| TASK TO COMPLETE |
Needed from the data below: every line from the one with "returns the direct" up to and including the one with "5. Only after", repeated exactly and with nothing else.

'''

PR #10360, opened 2026-09-09
fix: reject raw stream=True before it can be cached or sent to providers

### LINKED ISSUE #10345: [Bug] `dspy.LM(stream=True)` caches LiteLLM's live stream before rejecting it
### What happened?

Supplying LiteLLM's `stream=True` kwarg to `dspy.LM` returns a live LiteLLM
`CustomStreamWrapper`, but DSPy subsequently handles it as a completed response.
The first call fails with:

```text
TypeError: 'CustomStreamWrapper' object is not subscriptable
```

With `cache=True`, DSPy stores the live wrapper before LM.forward() fails while processing it. On a subsequent identical request, DSPy finds the cached wrapper and attempts to deep-copy it. This fails before the provider is called:  

```text
LMUnexpectedError: [<configured model>] cannot pickle '_thread.RLock' object
```

This exposes two coupled problems: `LM.forward()` cannot handle the live wrapper returned by `raw stream=True`, and DSPy caches that unsupported object before validating it. The cached wrapper then causes the subsequent identical request to fail during cache retrieval.

### Steps to reproduce

```python
import os

import dspy
from dotenv import load_dotenv
load_dotenv()

# Use a fresh in-memory cache so call 1 misses and call 2 hits.
dspy.configure_cache(enable_disk_cache=False, enable_memory_cache=True)
dspy.cache.reset_memory_cache()

lm = dspy.LM(
    model=os.getenv("TEST_MODEL", "openai/qwen3.6-35b-fast"),
    api_key=os.getenv("PROVIDER_API_KEY") or os.getenv("OPENAI_API_KEY"),
    api_base=os.getenv("PROVIDER_API_BASE") or os.getenv("OPENAI_BASE_URL"),
    stream=True,
    cache=True,
)
prompt = "Return the single word: SUCCESS"

try:
    lm(prompt)
except TypeError as exc:
    print(f"Call 1 (cache miss): {exc}")

print("Call 2: identical request, cache hit")
lm(prompt)   # Intentionally uncaught: raises LMUnexpectedError from cache deepcopy.
```

Observed output:

```text
Call 1 (cache miss): 'CustomStreamWrapper' object is not subscriptable
Call 2: identical request, cache hit
...
LMUnexpectedError: [<configured model>] cannot pickle '_thread.RLock' object
```

The same first-call `CustomStreamWrapper` error occurs with `cache=False`; caching
adds the second, persistent failure.

### Execution trace

This sequence follows directly from the tested source at commit
`35ef21f1689576c4fbe06c27e22eabb5db1b24b6`:

1. `dspy.LM(..., stream=True)` accepts `stream` through `**kwargs`; `BaseLM` stores
   those kwargs in `self.kwargs` ([base_lm.py:171-206](https://github.com/stanfordnlp/dspy/blob/35ef21f1689576c4fbe06c27e22eabb5db1b24b6/dspy/clients/base_lm.py#L171-L206)).
2. `LM.forward()` merges `self.kwargs` into the request, wraps the completion function
   with `request_cache` when `cache=True`, and invokes it ([lm.py:232-257](https://github.com/stanfordnlp/dspy/blob/35ef21f1689576c4fbe06c27e22eabb5db1b24b6/dspy/clients/lm.py#L232-L257)).
3. With no `dspy.streamify()` side channel, `litellm_completion()` returns the direct
   `litellm.completion(..., **request)` result ([lm.py:454-458](https://github.com/stanfordnlp/dspy/blob/35ef21f1689576c4fbe06c27e22eabb5db1b24b6/dspy/clients/lm.py#L454-L458), [lm.py:495-510](https://github.com/stanfordnlp/dspy/blob/35ef21f1689576c4fbe06c27e22eabb5db1b24b6/dspy/clients/lm.py#L495-L510)). LiteLLM documents `stream=True` as returning a streaming response and annotates `completion()` as returning `ModelResponse | CustomStreamWrapper` ([LiteLLM source](https://github.com/BerriAI/litellm/blob/main/litellm/main.py#L4902-L4969)).
4. On the cache miss, `request_cache` calls the completion function, stores its raw
   result with `cache.put(...)`, then returns that same result ([cache.py:267-286](https://github.com/stanfordnlp/dspy/blob/35ef21f1689576c4fbe06c27e22eabb5db1b24b6/dspy/clients/cache.py#L267-L286)). Therefore the live `CustomStreamWrapper` is cached before `LM.forward()` sees it.
5. Only after that return does `LM.forward()` call `_check_truncation(results)`
   ([lm.py:253-265](https://github.com/stanfordnlp/dspy/blob/35ef21f1689576c4fbe06c27e22eabb5db1b24b6/dspy/clients/lm.py#L253-L265)). `_check_truncation()` indexes `results["choices"]` ([lm.py:437-445](https://github.com/stanfordnlp/dspy/blob/35ef21f1689576c4fbe06c27e22eabb5db1b24b6/dspy/clients/lm.py#L437-L445)), producing the first-call not-subscriptable error.
6. On call two, `request_cache` checks `cache.get(...)` before calling LiteLLM and
   returns immediately on a hit ([cache.py:267-277](https://github.com/stanfordnlp/dspy/blob/35ef21f1689576c4fbe06c27e22eabb5db1b24b6/dspy/clients/cache.py#L267-L277)). The memory-cache read calls `copy.deepcopy(response)` ([cache.py:125-150](https://github.com/stanfordnlp/dspy/blob/35ef21f1689576c4fbe06c27e22eabb5db1b24b6/dspy/clients/cache.py#L125-L150)); the observed `RLock` error is raised there and wrapped as `LMUnexpectedError` by `LM.forward()` ([lm.py:258-261](https://github.com/stanfordnlp/dspy/blob/35ef21f1689576c4fbe06c27e22eabb5db1b24b6/dspy/clients/lm.py#L258-L261)).

### Expected behavior

DSPy should reject `stream=True` when it is passed directly to either
`dspy.LM(...)` or an LM call. The validation should happen before a provider
request is issued or a cached value is read or written, and the error should
direct users to DSPy's supported streaming API.

I think the simplest fix would be to check for `stream=True` after the LM arguments are combined, but before DSPy accesses the cache or calls the provider. If this matches the intended behavior, I’d be happy to open a PR with the fix and regression tests :)

### Environment

- DSPy: `main` at `35ef21f1689576c4fbe06c27e22eabb5db1b24b6` (3.3.1)
- LiteLLM: 1.99.0
- Python: 3.12.3

### DSPy version

3.3.1

jabrailkhalil:
Fixes #10345.

Direct `stream=True` can send LiteLLM's live stream wrapper into DSPy's completed-response path. Reject this unsupported option before cache access or engine selection, with `LMConfigurationError` directing users to `dspy.streamify` / `dspy.settings.send_stream`.

The branch now incorporates current `main` and preserves the lm15 engine architecture from #10366. Construction is checked in `LM._get_initial_kwargs`; call-time validation lives in the shared `execution.prepare` path used by `__call__`, `forward`, `acall` and `aforward`. The ordinary supported streaming path is unchanged, and `stream=False` remains accepted.

### Validation

- `python -m pytest tests/clients/test_lm.py -k 'stream_kwarg or preserves_existing or retry' -q`: 14 passed. The direct-stream regressions cover auto/LiteLLM engines and all four entry points, asserting no cache get/put or engine selection occurred.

'''

| COMPLETED EXERCISE |
3. With no `dspy.streamify()` side channel, `litellm_completion()` returns the direct
   `litellm.completion(..., **request)` result ([lm.py:454-458](https://github.com/stanfordnlp/dspy/blob/35ef21f1689576c4fbe06c27e22eabb5db1b24b6/dspy/clients/lm.py#L454-L458), [lm.py:495-510](https://github.com/stanfordnlp/dspy/blob/35ef21f1689576c4fbe06c27e22eabb5db1b24b6/dspy/clients/lm.py#L495-L510)). LiteLLM documents `stream=True` as returning a streaming response and annotates `completion()` as returning `ModelResponse | CustomStreamWrapper` ([LiteLLM source](https://github.com/BerriAI/litellm/blob/main/litellm/main.py#L4902-L4969)).
4. On the cache miss, `request_cache` calls the completion function, stores its raw
   result with `cache.put(...)`, then returns that same result ([cache.py:267-286](https://github.com/stanfordnlp/dspy/blob/35ef21f1689576c4fbe06c27e22eabb5db1b24b6/dspy/clients/cache.py#L267-L286)). Therefore the live `CustomStreamWrapper` is cached before `LM.forward()` sees it.
5. Only after that return does `LM.forward()` call `_check_truncation(results)`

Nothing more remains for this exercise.